§ **Stored data entries**
PR #186, opened 2025-04-09
RT ADDED/NEW/REPLACEMENT/DUPLICATED

traines-source:


include/nigiri/loader/gtfs/route.h
```diff
@@ -28,6 +28,8 @@ struct route {
 
 using route_map_t = hash_map<std::string, std::unique_ptr<route>>;
 
+clasz to_clasz(std::uint16_t);
```
felixguendling, line 31: in the global context, maybe `route_type_to_class` gives more information about the parameter than `std::uint16_t`

include/nigiri/rt/rt_timetable.h
```diff
@@ -35,11 +38,15 @@ using change_callback_t =
...
       timetable const&,
-      transport const,
-      std::span<stop::value_type> const& stop_seq = {},
-      std::span<delta_t> const& time_seq = {});
+      transport,
+      std::span<stop::value_type> const stop_seq = {},
+      std::span<delta_t> const time_seq = {},
+      std::string_view const new_trip_id = {},
+      std::string_view const route_id = {},
+      std::string_view const display_name = {},
```
felixguendling, line 48:
```suggestion
      std::span<stop::value_type> stop_seq = {},
      std::span<delta_t> time_seq = {},
      std::string_view new_trip_id = {},
      std::string_view route_id = {},
      std::string_view display_name = {},
```

`span` and `string_view` are const anyway (no non-const acessors)

include/nigiri/rt/rt_timetable.h
```diff
@@ -169,20 +176,25 @@ struct rt_timetable {
...
   vector_map<rt_transport_idx_t, variant<transport, rt_add_trip_id_idx_t>>
       rt_transport_static_transport_;
 
-  // RT trip ID index -> ID strings + source
-  vecvec<rt_add_trip_id_idx_t, char> trip_id_strings_;
+  // Lookup: additional external trip ID -> realtime transport
+  hash_map<string, rt_transport_idx_t> additional_trips_lookup_;
+
+  // RT trip ID index -> external trip ID
+  vecvec<rt_add_trip_id_idx_t, char> rt_add_trip_ids_;
```
felixguendling, line 187: maybe `string_store<rt_add_trip_id_idx_t>` would be a shortcut here?

include/nigiri/rt/gtfsrt_resolve_run.h
```diff
@@ -15,6 +17,7 @@ std::pair<run, trip_idx_t> gtfsrt_resolve_run(
     timetable const&,
     rt_timetable const*,
     source_idx_t,
-    transit_realtime::TripDescriptor const&);
+    transit_realtime::TripDescriptor const&,
+    std::string_view rt_trip_id = {});
```
felixguendling, line 21: Is this only for additional trips? then maybe call it rt_additional_trip_id (or similar)?

src/lookup/get_transport_stop_tz.cc
```diff
@@ -12,7 +12,9 @@ timezone_idx_t get_transport_stop_tz(timetable const& tt,
     return location_tz;
   }
 
-  auto const provider_idx = tt.transport_section_providers_[t].front();
+  auto const provider_idx = t != transport_idx_t::invalid()
+                                ? tt.transport_section_providers_[t].front()
+                                : provider_idx_t{0};  // TODO
```
felixguendling, line 17: what happens here?

src/rt/frun.cc
```diff
@@ -109,7 +111,13 @@ trip_idx_t run_stop::get_trip_idx(event_type const ev_type) const noexcept {
 
 std::string_view run_stop::trip_display_name(
     event_type const ev_type) const noexcept {
-  return tt().trip_display_names_[get_trip_idx(ev_type)].view();
+  if (fr_->is_scheduled()) {
+    return tt().trip_display_names_[get_trip_idx(ev_type)].view();
+  }
+  if (rtt() != nullptr) {
+    return rtt()->transport_name(tt(), fr_->rt_);
+  }
```
felixguendling, line 119: first checking rtt would allow GTFS-RT to override the trip name?

src/rt/gtfsrt_resolve_run.cc
```diff
@@ -96,10 +96,24 @@ void resolve_static(date::sys_days const today,
...
+void resolve_rt(rt_timetable const& rtt,
+                run& output,
+                std::string_view trip_id) {
   auto const it = rtt.static_trip_lookup_.find(output.t_);
   if (it != end(rtt.static_trip_lookup_)) {
     output.rt_ = it->second;
+    return;
+  }
+  auto const rtt_it =
+      rtt.additional_trips_lookup_.find(trip_id);  // TODO only check for added?
```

§ **ASSIGNMENT**
In the data above, which lines have "return"? Report each of them.

§ **ANSWER SECTION**
     return location_tz;
-  return tt().trip_display_names_[get_trip_idx(ev_type)].view();
+    return tt().trip_display_names_[get_trip_idx(ev_type)].view();
+    return rtt()->transport_name(tt(), fr_->rt_);
+    return;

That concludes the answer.